EXERCISE INSTRUCTIONS: Please set down each line of the material exactly.

□ □ □ □ □ □ □

PR #1927, opened 2026-05-23
fix(cli): align MCP tool design scoring threshold

### LINKED ISSUE #1560: scorer: mcp_tool_design threshold (10 endpoints) contradicts SKILL Pre-Generation MCP Enrichment (<30 = endpoint-mirror fine); 20-tool silent-penalty window
> Filed by `/printing-press-retro` from a run of **exchangerate-api** (scorecard 81/100, Grade A — `mcp_tool_design 5/10` was one of the dimensions capping the total).

## Summary

`scoreMCPToolDesign` (`internal/pipeline/mcp_scoring.go:144`) engages and penalizes endpoint-mirror surfaces at **≥10 endpoint tools**:

```go
const toolDesignMinEndpoints = 10
...
if s.endpointTools < toolDesignMinEndpoints {
    return 0, false  // unscored
}
...
return 5, true  // endpoint-mirror only
```

The SKILL's **Pre-Generation MCP Enrichment** section (`SKILL.md`) explicitly says the opposite for the 10–29 endpoint range:

| Total tools | SKILL action |
|-------------|--------------|
| **<30** | **Skip — default endpoint-mirror surface is fine.** |
| 30–50 | Ask the user; suggest `mcp.transport: [stdio, http]` and possibly `mcp.intents`. |
| >50 | Default to recommending the Cloudflare pattern (transport + code orchestration + hidden endpoint tools). |

This produces a **20-tool window (10–29)** where the SKILL tells the agent "endpoint mirror is fine; don't enrich" and the scorer awards 5/10 anyway. Every CLI in that window loses 5pt on `mcp_tool_design` despite following the SKILL's explicit guidance.

## Direct evidence

**exchangerate-api** (this run): 10 `mcplib.NewTool(` registrations in `internal/mcp/tools.go` (7 spec-derived + 3 framework). SKILL Pre-Generation MCP Enrichment said "skip enrichment for <30 tools" — followed correctly. Scorer awarded 5/10.

## Cross-CLI Step B

Any 10–29 endpoint CLI in the catalog hits this. Concrete catalog evidence:

- **exchangerate-api** (this run, 10 tools): 5/10
- **pcgs** (likely 10+ tools given its endpoint shape; needs verification): 5/10
- **Most small-to-medium APIs in the published library** (catalog has many APIs in the 10-29 endpoint range)

The catalog's larger APIs (>50 endpoints) are correctly enriched per the SKILL; the small APIs are correctly skipped per the SKILL. **The 10–29 range is where SKILL and scorer disagree, and the SKILL is the document agents follow.**

## Two paths (one issue, two valid fix surfaces)

**Path A (preferred): scorer threshold change.** Raise `toolDesignMinEndpoints` from 10 to 30, aligning with the SKILL. The 10–29 range becomes unscored (`(0, false)`), removing the 5-point silent penalty for following SKILL guidance.

**Path B (alternative): SKILL change.** Lower the SKILL's "default endpoint-mirror surface is fine" threshold from 30 to 10, telling agents to start adding intents at 10 tools. This is a much bigger ask — it commits agents to writing intent tools (hand-authored Go) for every modest API, plus mandates spec edits.

Path A is the right call: code orchestration / intents are valuable patterns but they cost real implementation work, and the 5-point silent penalty doesn't justify mandating that work on tiny surfaces. The SKILL's guidance is sound; the scorer threshold should match.

## Counter-check (Step C)

Raising `toolDesignMinEndpoints` to 30 doesn't hurt larger APIs — they still get scored. Doesn't hurt smaller APIs — they correctly stay unscored. The only "loss" is the scorer no longer pressures 10-29 endpoint CLIs to add intent groupings, which the SKILL has already declared not-worth-the-cost at that scale.

## Acceptance criteria

- **positive 1:** Generate a CLI with 15 endpoint tools (no intents.go, no code_orch.go). `scoreMCPToolDesign` returns `(0, false)` — dimension is omitted from the denominator. No silent 5pt penalty.
- **positive 2:** Generate a CLI with 35 endpoint tools (no intents). `scoreMCPToolDesign` returns 5/10 (current behavior preserved for the range where SKILL also recommends action).
- **positive 3:** Generate a CLI with 15 endpoint tools + intents.go covering ≥30% of the surface. `scoreMCPToolDesign` returns 10/10 (still rewards correct adoption when present).
- **negative:** Generate a CLI with 60 endpoint tools (no intents). `scoreMCPToolDesign` returns 5/10 (anti-pattern at scale still penalized — `scoreMCPSurfaceStrategy` does the heavy lifting here too).

## Scope boundary

Only the `toolDesignMinEndpoints` constant. Does not change `surfaceStrategyLargeThreshold` (= 50) which correctly penalizes the very-large endpoint-mirror anti-pattern.

## Related issues

None directly. The SKILL Pre-Generation MCP Enrichment section is recent (post-most-retros); this is the first time the threshold-mismatch shape is being raised.

## Artifacts

Full retro: `manuscripts/exchangerate-api/20260517-025552/proofs/20260517-040800-retro-exchangerate-api-pp-cli.md` (local).

tmchow:
## Summary

Small endpoint-mirror CLIs no longer lose `mcp_tool_design` points for following the Printing Press SKILL guidance that says surfaces below 30 tools do not need MCP enrichment.

This raises the scorer's tool-design threshold to match that guidance, while still rewarding explicit intent or code-orchestration adoption whenever a spec declares it. The golden scorecard now treats the 10-tool fixture as unscored for `mcp_tool_design`, so the dimension leaves the denominator instead of silently applying a 5-point penalty.

## Validation

- `go test ./...`
- `golangci-lint run ./...`
- `scripts/golden.sh verify`

## Review Notes

Accepted for later: one headless review pass raised the broader question of whether `mcp_tool_design` should threshold on the full runtime MCP surface including cobratree-walked tools. Issue #1560 explicitly scoped this fix to `toolDesignMinEndpoints` and its 15/35/60 endpoint acceptance cases, so this PR preserves the existing scorer input shape and only aligns the threshold contract.

Closes #1560

---

Codex


tmchow:
@mergifyio queue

□ □ □ □ □ □ □

EXERCISE ANSWER:
PR #1927, opened 2026-05-23
fix(cli): align MCP tool design scoring threshold

### LINKED ISSUE #1560: scorer: mcp_tool_design threshold (10 endpoints) contradicts SKILL Pre-Generation MCP Enrichment (<30 = endpoint-mirror fine); 20-tool silent-penalty window
> Filed by `/printing-press-retro` from a run of **exchangerate-api** (scorecard 81/100, Grade A — `mcp_tool_design 5/10` was one of the dimensions capping the total).

## Summary

`scoreMCPToolDesign` (`internal/pipeline/mcp_scoring.go:144`) engages and penalizes endpoint-mirror surfaces at **≥10 endpoint tools**:

```go
const toolDesignMinEndpoints = 10
...
if s.endpointTools < toolDesignMinEndpoints {
    return 0, false  // unscored
}
...
return 5, true  // endpoint-mirror only
```

The SKILL's **Pre-Generation MCP Enrichment** section (`SKILL.md`) explicitly says the opposite for the 10–29 endpoint range:

| Total tools | SKILL action |
|-------------|--------------|
| **<30** | **Skip — default endpoint-mirror surface is fine.** |
| 30–50 | Ask the user; suggest `mcp.transport: [stdio, http]` and possibly `mcp.intents`. |
| >50 | Default to recommending the Cloudflare pattern (transport + code orchestration + hidden endpoint tools). |

This produces a **20-tool window (10–29)** where the SKILL tells the agent "endpoint mirror is fine; don't enrich" and the scorer awards 5/10 anyway. Every CLI in that window loses 5pt on `mcp_tool_design` despite following the SKILL's explicit guidance.

## Direct evidence

**exchangerate-api** (this run): 10 `mcplib.NewTool(` registrations in `internal/mcp/tools.go` (7 spec-derived + 3 framework). SKILL Pre-Generation MCP Enrichment said "skip enrichment for <30 tools" — followed correctly. Scorer awarded 5/10.

## Cross-CLI Step B

Any 10–29 endpoint CLI in the catalog hits this. Concrete catalog evidence:

- **exchangerate-api** (this run, 10 tools): 5/10
- **pcgs** (likely 10+ tools given its endpoint shape; needs verification): 5/10
- **Most small-to-medium APIs in the published library** (catalog has many APIs in the 10-29 endpoint range)

The catalog's larger APIs (>50 endpoints) are correctly enriched per the SKILL; the small APIs are correctly skipped per the SKILL. **The 10–29 range is where SKILL and scorer disagree, and the SKILL is the document agents follow.**

## Two paths (one issue, two valid fix surfaces)

**Path A (preferred): scorer threshold change.** Raise `toolDesignMinEndpoints` from 10 to 30, aligning with the SKILL. The 10–29 range becomes unscored (`(0, false)`), removing the 5-point silent penalty for following SKILL guidance.

**Path B (alternative): SKILL change.** Lower the SKILL's "default endpoint-mirror surface is fine" threshold from 30 to 10, telling agents to start adding intents at 10 tools. This is a much bigger ask — it commits agents to writing intent tools (hand-authored Go) for every modest API, plus mandates spec edits.

Path A is the right call: code orchestration / intents are valuable patterns but they cost real implementation work, and the 5-point silent penalty doesn't justify mandating that work on tiny surfaces. The SKILL's guidance is sound; the scorer threshold should match.

## Counter-check (Step C)

Raising `toolDesignMinEndpoints` to 30 doesn't hurt larger APIs — they still get scored. Doesn't hurt smaller APIs — they correctly stay unscored. The only "loss" is the scorer no longer pressures 10-29 endpoint CLIs to add intent groupings, which the SKILL has already declared not-worth-the-cost at that scale.

## Acceptance criteria

- **positive 1:** Generate a CLI with 15 endpoint tools (no intents.go, no code_orch.go). `scoreMCPToolDesign` returns `(0, false)` — dimension is omitted from the denominator. No silent 5pt penalty.
- **positive 2:** Generate a CLI with 35 endpoint tools (no intents). `scoreMCPToolDesign` returns 5/10 (current behavior preserved for the range where SKILL also recommends action).
- **positive 3:** Generate a CLI with 15 endpoint tools + intents.go covering ≥30% of the surface. `scoreMCPToolDesign` returns 10/10 (still rewards correct adoption when present).
- **negative:** Generate a CLI with 60 endpoint tools (no intents). `scoreMCPToolDesign` returns 5/10 (anti-pattern at scale still penalized — `scoreMCPSurfaceStrategy` does the heavy lifting here too).

## Scope boundary

Only the `toolDesignMinEndpoints` constant. Does not change `surfaceStrategyLargeThreshold` (= 50) which correctly penalizes the very-large endpoint-mirror anti-pattern.

## Related issues

None directly. The SKILL Pre-Generation MCP Enrichment section is recent (post-most-retros); this is the first time the threshold-mismatch shape is being raised.

## Artifacts

Full retro: `manuscripts/exchangerate-api/20260517-025552/proofs/20260517-040800-retro-exchangerate-api-pp-cli.md` (local).

tmchow:
## Summary

Small endpoint-mirror CLIs no longer lose `mcp_tool_design` points for following the Printing Press SKILL guidance that says surfaces below 30 tools do not need MCP enrichment.

This raises the scorer's tool-design threshold to match that guidance, while still rewarding explicit intent or code-orchestration adoption whenever a spec declares it. The golden scorecard now treats the 10-tool fixture as unscored for `mcp_tool_design`, so the dimension leaves the denominator instead of silently applying a 5-point penalty.

## Validation

- `go test ./...`
- `golangci-lint run ./...`
- `scripts/golden.sh verify`

## Review Notes

Accepted for later: one headless review pass raised the broader question of whether `mcp_tool_design` should threshold on the full runtime MCP surface including cobratree-walked tools. Issue #1560 explicitly scoped this fix to `toolDesignMinEndpoints` and its 15/35/60 endpoint acceptance cases, so this PR preserves the existing scorer input shape and only aligns the threshold contract.

Closes #1560

---

Codex


tmchow:
@mergifyio queue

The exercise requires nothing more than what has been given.